Есть повод для поездки. Но Богунович серьезно опасался, как бы разговор с Назаром не обернулся так, что будет не до меда. Бульба бывает тяжел. Да и гадко просить награбленное. Бог пожалел Богуновича и не развратил даже на войне, его моральные принципы, воспитанные родителями, остались нерушимыми. Правда, жизнь расшатывает их. Против воли пойдешь на сговор с совестью. Но одно дело попросить под Новый год бутылку шампанского. Игра. Офицерский шик. Совсем другое — просить масла… Но, в конце концов, он поедет не воровать, не грабить. Просить. Для спасения родного человека. «Свет не без добрых людей».

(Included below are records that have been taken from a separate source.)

PR #55, opened 2023-09-14
setup-nextstrain-cli: Use a standalone installation instead of Pip/PyPI

tsibley:
Simplifies and speeds up installation. Aligns with our recommended installation used by many users and many of ourselves. Drops the baggage of setting up a Python install as a side-effect. Discussed on Slack a while back.¹

In order to continue supporting PEP 440/508 (i.e. Pip-style) version range constraints in the cli-version input, I added support for those to the https://nextstrain.org/cli/download/... endpoint.²

I've audited all existing callsites I could find, internally and externally, for transitive reliance on the setup-python step. None seemed to rely upon it, so it's now gone. See also the added comment about removing the python-version input.

¹ <https://bedfordlab.slack.com/archives/C01LCTT7JNN/p1694627907115309>
² <https://github.com/nextstrain/nextstrain.org/pull/797>

# Todo

- [x] Audit all existing callers for transitive reliance on `setup-python`
- [x] Remove `python-version` and `setup-python`
- [x] Test in CI on other platforms? currently CI here only calls on Linux.
- [x] Extend nextstrain.org endpoints to support version range specs, [c.f.](https://gist.github.com/tsibley/7386e83651eb8b0956fa426d117da9ed) (https://github.com/nextstrain/nextstrain.org/pull/797)

# Checklist

- [x] Checks pass

### DIFF
--- a/actions/setup-nextstrain-cli/action.yaml
+++ b/actions/setup-nextstrain-cli/action.yaml
@@ -29,9 +29,12 @@ inputs:
   runtime:
     description: >-
       Nextstrain runtime to configure and set as the default, as a string
-      understood by `nextstrain setup`.  Defaults to "docker".
+      understood by `nextstrain setup`.  Defaults to "docker" on Linux and
+      "conda" on macOS (where, on GitHub Actions, Docker isn't supported).  On
+      Windows, no runtime is set up by default: GitHub Actions runners can't run
+      Linux containers via WSL2 and our Conda runtime doesn't support Windows.
     type: string
-    default: docker
+    default: ${{ runner.os == 'Linux' && 'docker' || runner.os == 'macOS' && 'conda' || '' }}
     required: false
 
   python-version:
@@ -60,7 +63,8 @@ runs:
     - run: nextstrain version
       shell: bash
 
-    - run: nextstrain setup --set-default "$runtime"
+    - if: inputs.runtime
+      run: nextstrain setup --set-default "$runtime"
       shell: bash
       env:
         runtime: ${{ inputs.runtime }}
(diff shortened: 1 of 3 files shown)


tsibley:
Going to merge this now pre-review so I can see it in action (har har) today and address anything that arises. If it's a big flop, we'll just revert! As always, I'd welcome post-merge review and feedback.

actions/setup-nextstrain-cli/action.yaml
```diff
@@ -29,38 +29,63 @@ inputs:
...
+  # XXX TODO: Remove this in coordination with existing callers.  Callers must
+  # stop specifying it before we remove it here in order to not break.  I've
+  # audited all of our internal usages¹ of this action to check that they don't
+  # rely on the setup-python call and prepped those usages for the removal of
+  # this input.  There are also many external usages², mostly existing in forks
+  # of our repos.
+  #   -trs, 13 Feb 2024
+  #
+  # ¹ <https://github.com/search?q=org%3Anextstrain+%2Fsetup-nextstrain-cli%40master%2F+%28path%3A*.yaml+OR+path%3A*.yml%29&type=code&p=1>
+  # ² <https://github.com/search?q=%28NOT+org%3Anextstrain%29+%2Fsetup-nextstrain-cli%40master%2F+%28path%3A*.yaml+OR+path%3A*.yml%29&type=code&p=1>
```
victorlin, line 49: It looks like all external usages are either forks or exact copies of one of our repos. I did a quick spot check and didn't find any that are actively using the GitHub workflows.

I don't think coordination with the external usages is feasible. I would be ok with dropping it now that internal usages are up to date. In the slim chance that this breaks external usage, they should be able to contact us and we can help them fix it.

victorlin (commented):
👍

actions/setup-nextstrain-cli/action.yaml
tsibley: Nod. I'd be fine with that, but didn't want to start something that might cause broader fallout while I'm out. But by all means you can start it… :-)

Пастушенко обычно с завидной бодростью работал над сводками и тактическими картами, хотя боевых действий и не велось, в положении полка менялось только количество людей — выбывали без боев. Правда, в последние дни такие «потери» равнялись двум-трем человекам в день, не больше. Зато катастрофически таяли продовольственные и фуражные запасы. Даже Степанов беззлобно подтрунивал над начальником штаба: «Дались вам эти карты!», хотя понимал, что старый служака просто не может не работать, тоскует без привычного дела. Выступать перед солдатами, как Степанов или Мира, боится, сам признался: «Как бы не напутать чего, у меня старые представления».